◆ Data to use:
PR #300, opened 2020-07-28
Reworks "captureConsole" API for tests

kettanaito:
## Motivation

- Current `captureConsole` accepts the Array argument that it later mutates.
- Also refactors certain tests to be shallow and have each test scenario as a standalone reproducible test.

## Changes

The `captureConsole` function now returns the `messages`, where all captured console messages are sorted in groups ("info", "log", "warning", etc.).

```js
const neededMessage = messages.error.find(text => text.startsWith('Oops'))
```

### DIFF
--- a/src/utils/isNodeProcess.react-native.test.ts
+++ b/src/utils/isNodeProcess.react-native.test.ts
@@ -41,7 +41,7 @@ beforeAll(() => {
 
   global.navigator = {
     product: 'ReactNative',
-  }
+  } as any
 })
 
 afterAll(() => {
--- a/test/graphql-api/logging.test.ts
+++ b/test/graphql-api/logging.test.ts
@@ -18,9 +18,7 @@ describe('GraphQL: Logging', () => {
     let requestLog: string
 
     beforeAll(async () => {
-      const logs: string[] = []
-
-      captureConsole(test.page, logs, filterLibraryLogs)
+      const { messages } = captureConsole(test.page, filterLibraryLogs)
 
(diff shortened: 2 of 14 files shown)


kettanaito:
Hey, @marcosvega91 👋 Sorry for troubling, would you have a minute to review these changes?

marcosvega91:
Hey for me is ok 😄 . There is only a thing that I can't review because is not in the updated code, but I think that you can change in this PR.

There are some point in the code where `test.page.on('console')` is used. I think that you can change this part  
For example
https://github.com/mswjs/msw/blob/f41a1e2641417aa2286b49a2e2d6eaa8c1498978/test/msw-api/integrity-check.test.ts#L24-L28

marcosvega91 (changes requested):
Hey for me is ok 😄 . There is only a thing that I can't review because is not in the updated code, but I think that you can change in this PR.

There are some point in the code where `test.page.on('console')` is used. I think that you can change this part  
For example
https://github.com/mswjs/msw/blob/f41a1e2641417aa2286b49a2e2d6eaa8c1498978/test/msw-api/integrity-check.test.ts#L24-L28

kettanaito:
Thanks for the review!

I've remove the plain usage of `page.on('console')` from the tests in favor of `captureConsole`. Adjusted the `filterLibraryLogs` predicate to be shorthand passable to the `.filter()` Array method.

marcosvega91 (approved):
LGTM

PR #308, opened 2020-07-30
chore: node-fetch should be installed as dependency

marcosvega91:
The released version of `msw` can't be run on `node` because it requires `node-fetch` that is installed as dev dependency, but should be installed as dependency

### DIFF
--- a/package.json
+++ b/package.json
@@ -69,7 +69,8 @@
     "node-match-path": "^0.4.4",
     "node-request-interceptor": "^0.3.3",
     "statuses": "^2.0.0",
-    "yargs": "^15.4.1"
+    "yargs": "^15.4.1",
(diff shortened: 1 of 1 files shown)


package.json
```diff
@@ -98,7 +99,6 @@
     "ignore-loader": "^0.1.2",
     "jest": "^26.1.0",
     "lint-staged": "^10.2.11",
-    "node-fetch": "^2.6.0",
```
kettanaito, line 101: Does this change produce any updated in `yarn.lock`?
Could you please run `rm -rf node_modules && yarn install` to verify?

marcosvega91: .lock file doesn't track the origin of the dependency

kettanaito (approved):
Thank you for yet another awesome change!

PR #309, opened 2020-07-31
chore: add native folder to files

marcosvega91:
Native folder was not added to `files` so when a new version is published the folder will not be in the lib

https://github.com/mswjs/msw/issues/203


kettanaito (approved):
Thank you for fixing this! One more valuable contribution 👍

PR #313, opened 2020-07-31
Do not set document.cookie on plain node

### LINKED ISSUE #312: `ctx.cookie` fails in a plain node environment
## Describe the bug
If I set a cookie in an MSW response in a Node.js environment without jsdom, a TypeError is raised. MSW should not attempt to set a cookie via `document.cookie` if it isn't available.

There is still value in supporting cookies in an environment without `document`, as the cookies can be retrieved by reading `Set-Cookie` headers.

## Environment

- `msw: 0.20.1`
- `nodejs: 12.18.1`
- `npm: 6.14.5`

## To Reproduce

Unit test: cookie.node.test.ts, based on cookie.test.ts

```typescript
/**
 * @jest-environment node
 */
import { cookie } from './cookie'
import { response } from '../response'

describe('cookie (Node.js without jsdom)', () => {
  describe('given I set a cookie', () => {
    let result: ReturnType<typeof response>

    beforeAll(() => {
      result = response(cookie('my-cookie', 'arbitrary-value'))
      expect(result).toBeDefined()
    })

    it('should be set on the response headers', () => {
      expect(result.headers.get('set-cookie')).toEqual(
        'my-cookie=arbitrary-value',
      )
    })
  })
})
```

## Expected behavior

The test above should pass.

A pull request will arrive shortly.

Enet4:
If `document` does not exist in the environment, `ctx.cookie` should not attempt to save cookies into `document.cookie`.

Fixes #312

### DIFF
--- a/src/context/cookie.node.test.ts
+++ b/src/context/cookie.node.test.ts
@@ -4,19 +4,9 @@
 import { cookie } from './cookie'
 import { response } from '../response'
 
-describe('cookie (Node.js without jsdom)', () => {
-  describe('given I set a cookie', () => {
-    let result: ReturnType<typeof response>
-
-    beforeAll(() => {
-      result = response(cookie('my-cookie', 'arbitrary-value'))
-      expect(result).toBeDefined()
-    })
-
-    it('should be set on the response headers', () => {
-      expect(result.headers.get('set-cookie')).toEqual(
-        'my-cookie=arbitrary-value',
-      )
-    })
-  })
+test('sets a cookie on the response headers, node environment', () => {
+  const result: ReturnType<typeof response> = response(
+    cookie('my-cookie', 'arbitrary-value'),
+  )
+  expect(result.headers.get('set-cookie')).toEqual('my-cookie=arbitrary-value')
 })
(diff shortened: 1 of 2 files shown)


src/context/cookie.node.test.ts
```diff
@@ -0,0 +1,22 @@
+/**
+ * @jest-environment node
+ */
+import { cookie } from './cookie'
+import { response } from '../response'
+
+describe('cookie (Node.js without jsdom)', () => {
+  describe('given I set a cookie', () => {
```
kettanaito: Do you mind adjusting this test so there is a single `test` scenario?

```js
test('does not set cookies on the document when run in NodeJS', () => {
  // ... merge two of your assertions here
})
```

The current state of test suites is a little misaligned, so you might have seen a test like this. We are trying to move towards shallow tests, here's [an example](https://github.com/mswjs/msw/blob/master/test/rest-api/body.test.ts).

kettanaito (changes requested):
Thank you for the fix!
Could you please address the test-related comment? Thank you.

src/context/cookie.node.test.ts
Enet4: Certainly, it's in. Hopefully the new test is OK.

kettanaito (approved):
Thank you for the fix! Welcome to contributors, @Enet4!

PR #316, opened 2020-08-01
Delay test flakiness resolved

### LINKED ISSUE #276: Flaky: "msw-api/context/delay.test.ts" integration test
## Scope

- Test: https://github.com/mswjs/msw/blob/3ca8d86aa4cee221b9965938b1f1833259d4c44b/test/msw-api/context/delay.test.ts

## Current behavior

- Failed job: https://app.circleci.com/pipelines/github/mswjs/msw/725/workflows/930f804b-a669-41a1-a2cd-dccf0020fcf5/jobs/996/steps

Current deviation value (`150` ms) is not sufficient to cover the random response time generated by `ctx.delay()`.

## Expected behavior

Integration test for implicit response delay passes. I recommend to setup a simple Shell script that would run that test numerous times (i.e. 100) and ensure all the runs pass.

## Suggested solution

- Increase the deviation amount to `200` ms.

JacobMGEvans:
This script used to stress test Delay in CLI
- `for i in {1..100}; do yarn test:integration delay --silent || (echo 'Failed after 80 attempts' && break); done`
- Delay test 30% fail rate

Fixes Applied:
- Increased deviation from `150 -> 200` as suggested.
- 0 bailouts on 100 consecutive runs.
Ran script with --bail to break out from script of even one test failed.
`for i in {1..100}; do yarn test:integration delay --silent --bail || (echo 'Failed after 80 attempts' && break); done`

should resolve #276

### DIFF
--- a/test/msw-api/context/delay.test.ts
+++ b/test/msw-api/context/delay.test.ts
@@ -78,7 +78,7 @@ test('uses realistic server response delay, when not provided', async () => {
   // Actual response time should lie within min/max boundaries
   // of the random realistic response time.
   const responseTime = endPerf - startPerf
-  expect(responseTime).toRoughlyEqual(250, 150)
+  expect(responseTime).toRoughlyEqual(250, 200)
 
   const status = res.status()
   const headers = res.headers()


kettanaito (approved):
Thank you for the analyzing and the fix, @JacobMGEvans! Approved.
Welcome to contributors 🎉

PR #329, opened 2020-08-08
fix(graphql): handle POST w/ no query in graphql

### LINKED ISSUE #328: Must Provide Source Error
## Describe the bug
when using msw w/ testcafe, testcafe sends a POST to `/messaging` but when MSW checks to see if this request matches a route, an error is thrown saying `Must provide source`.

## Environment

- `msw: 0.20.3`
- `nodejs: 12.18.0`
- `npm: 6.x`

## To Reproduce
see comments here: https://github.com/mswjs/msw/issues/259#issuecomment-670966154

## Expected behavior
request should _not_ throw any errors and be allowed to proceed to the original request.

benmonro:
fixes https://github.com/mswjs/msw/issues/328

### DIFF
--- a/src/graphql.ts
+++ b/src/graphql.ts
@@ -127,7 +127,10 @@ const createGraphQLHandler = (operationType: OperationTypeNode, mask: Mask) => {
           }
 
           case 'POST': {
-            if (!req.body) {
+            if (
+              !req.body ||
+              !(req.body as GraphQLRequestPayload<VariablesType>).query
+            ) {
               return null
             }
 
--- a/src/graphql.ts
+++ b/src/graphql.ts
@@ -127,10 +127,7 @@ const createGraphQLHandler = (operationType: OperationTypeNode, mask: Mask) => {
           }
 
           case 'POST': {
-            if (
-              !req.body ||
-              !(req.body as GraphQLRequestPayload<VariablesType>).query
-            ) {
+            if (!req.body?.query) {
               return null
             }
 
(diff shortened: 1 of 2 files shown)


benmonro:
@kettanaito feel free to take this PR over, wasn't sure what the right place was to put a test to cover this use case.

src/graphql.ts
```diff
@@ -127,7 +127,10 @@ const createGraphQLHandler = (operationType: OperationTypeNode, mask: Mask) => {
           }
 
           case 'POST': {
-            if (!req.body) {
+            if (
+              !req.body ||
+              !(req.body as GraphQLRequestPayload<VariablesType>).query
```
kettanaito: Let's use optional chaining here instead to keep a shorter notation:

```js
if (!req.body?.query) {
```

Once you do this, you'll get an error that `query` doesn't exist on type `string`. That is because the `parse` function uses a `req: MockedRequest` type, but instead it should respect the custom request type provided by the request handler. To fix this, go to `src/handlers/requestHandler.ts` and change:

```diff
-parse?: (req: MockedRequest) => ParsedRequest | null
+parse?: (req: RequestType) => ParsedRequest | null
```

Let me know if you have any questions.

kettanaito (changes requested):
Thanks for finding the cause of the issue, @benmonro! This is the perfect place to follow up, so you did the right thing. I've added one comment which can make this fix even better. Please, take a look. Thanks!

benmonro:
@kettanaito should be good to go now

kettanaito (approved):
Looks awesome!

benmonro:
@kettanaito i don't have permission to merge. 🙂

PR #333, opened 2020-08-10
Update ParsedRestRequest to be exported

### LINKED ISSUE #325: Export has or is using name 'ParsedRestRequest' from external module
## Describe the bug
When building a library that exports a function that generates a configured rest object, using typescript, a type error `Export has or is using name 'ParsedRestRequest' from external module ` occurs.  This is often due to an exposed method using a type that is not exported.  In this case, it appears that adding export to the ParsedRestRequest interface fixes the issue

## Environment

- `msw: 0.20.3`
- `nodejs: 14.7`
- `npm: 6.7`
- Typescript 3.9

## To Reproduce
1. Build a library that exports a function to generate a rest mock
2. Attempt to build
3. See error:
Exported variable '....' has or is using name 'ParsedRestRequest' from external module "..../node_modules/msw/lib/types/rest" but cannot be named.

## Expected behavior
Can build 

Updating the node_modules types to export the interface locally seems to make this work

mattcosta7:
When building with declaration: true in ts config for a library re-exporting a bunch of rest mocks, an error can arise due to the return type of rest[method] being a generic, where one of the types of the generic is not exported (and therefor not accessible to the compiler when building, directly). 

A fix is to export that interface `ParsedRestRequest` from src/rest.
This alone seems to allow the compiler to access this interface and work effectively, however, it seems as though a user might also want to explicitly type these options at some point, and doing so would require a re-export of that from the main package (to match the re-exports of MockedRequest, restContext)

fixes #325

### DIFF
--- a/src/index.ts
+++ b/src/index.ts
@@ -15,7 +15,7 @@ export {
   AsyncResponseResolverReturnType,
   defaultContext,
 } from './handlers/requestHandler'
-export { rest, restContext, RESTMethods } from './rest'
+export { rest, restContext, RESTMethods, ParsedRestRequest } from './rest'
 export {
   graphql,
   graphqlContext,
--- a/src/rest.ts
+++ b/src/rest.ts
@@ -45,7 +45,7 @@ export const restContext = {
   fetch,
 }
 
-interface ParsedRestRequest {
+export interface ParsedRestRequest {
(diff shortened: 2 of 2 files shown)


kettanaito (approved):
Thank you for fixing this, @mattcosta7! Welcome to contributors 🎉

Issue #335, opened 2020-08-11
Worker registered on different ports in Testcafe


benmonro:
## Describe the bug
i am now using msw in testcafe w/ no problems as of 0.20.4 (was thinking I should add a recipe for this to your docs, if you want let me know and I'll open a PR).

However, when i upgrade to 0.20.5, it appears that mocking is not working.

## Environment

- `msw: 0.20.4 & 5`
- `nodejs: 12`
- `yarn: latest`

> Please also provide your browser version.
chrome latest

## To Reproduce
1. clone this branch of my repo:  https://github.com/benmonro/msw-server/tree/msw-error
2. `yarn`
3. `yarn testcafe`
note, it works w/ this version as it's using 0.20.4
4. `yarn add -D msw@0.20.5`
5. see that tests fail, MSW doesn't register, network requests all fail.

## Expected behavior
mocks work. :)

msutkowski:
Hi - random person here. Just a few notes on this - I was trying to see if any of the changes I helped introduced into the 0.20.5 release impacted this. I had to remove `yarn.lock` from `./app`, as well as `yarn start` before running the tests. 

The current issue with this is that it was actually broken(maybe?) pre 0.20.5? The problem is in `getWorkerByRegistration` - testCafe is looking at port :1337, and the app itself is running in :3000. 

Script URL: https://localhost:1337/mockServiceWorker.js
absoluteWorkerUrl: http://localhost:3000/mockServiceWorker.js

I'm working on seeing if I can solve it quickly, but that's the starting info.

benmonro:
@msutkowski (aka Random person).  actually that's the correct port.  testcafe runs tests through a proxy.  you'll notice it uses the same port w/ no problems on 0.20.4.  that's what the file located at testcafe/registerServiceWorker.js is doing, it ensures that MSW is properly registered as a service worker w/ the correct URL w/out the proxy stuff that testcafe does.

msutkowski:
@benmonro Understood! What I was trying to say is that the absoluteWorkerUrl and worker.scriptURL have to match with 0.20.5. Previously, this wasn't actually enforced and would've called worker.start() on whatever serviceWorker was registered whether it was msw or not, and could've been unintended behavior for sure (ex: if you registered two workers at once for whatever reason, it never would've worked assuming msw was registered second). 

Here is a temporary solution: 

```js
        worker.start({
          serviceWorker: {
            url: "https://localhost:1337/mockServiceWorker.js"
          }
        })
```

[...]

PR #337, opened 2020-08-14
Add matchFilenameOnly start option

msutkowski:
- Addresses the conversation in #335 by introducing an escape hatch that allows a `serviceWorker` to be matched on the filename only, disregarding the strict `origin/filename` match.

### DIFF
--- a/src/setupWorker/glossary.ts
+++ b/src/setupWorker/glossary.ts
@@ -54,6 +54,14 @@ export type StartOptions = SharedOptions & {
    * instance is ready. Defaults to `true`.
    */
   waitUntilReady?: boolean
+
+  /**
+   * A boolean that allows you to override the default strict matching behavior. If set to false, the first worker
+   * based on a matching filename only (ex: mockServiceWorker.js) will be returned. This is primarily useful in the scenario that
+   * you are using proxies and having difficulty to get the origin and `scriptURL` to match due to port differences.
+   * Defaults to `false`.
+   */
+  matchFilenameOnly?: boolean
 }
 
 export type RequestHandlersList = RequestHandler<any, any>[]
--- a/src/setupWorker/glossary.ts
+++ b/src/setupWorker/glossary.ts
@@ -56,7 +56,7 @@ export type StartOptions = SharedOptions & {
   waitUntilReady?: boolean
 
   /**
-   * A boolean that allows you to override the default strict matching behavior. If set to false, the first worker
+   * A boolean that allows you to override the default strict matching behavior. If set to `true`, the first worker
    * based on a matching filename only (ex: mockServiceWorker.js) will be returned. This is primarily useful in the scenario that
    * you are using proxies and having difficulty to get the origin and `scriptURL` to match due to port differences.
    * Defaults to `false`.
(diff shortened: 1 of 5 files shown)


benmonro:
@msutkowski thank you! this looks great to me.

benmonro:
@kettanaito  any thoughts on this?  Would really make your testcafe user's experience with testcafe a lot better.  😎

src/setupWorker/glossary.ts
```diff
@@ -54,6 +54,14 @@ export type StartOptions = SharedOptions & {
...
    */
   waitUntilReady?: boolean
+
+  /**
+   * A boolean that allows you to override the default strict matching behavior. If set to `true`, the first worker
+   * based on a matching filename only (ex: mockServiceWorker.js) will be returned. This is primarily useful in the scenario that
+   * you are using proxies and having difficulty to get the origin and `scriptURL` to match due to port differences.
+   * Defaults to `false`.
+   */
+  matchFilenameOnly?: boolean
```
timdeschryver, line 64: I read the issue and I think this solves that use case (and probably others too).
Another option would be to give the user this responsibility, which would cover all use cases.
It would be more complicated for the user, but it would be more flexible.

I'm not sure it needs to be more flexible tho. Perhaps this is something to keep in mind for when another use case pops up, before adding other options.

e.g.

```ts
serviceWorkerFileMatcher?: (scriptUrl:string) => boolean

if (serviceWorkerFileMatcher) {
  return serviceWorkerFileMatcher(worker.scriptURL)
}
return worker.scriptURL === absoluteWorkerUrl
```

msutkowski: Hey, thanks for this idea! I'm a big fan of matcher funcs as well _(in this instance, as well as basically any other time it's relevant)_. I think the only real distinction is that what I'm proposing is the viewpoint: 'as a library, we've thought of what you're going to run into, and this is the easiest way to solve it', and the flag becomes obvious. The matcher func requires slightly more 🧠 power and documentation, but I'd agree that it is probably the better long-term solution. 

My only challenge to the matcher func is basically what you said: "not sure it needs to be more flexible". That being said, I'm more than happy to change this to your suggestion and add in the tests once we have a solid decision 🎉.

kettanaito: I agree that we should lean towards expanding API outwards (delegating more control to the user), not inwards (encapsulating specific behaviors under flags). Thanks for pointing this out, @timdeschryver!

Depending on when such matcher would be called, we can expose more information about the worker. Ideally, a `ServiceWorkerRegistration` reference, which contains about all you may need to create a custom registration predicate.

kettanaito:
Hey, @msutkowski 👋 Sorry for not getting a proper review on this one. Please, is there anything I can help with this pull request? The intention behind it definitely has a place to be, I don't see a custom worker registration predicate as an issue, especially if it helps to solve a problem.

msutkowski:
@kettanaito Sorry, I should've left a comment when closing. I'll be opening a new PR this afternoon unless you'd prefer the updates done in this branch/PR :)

◆ Exercise requirements:
Scan the records above for the string "function", then copy each line where it turns up.

◆ Exercise answer:
The `captureConsole` function now returns the `messages`, where all captured console messages are sorted in groups ("info", "log", "warning", etc.).
Once you do this, you'll get an error that `query` doesn't exist on type `string`. That is because the `parse` function uses a `req: MockedRequest` type, but instead it should respect the custom request type provided by the request handler. To fix this, go to `src/handlers/requestHandler.ts` and change:
When building a library that exports a function that generates a configured rest object, using typescript, a type error `Export has or is using name 'ParsedRestRequest' from external module ` occurs.  This is often due to an exposed method using a type that is not exported.  In this case, it appears that adding export to the ParsedRestRequest interface fixes the issue
1. Build a library that exports a function to generate a rest mock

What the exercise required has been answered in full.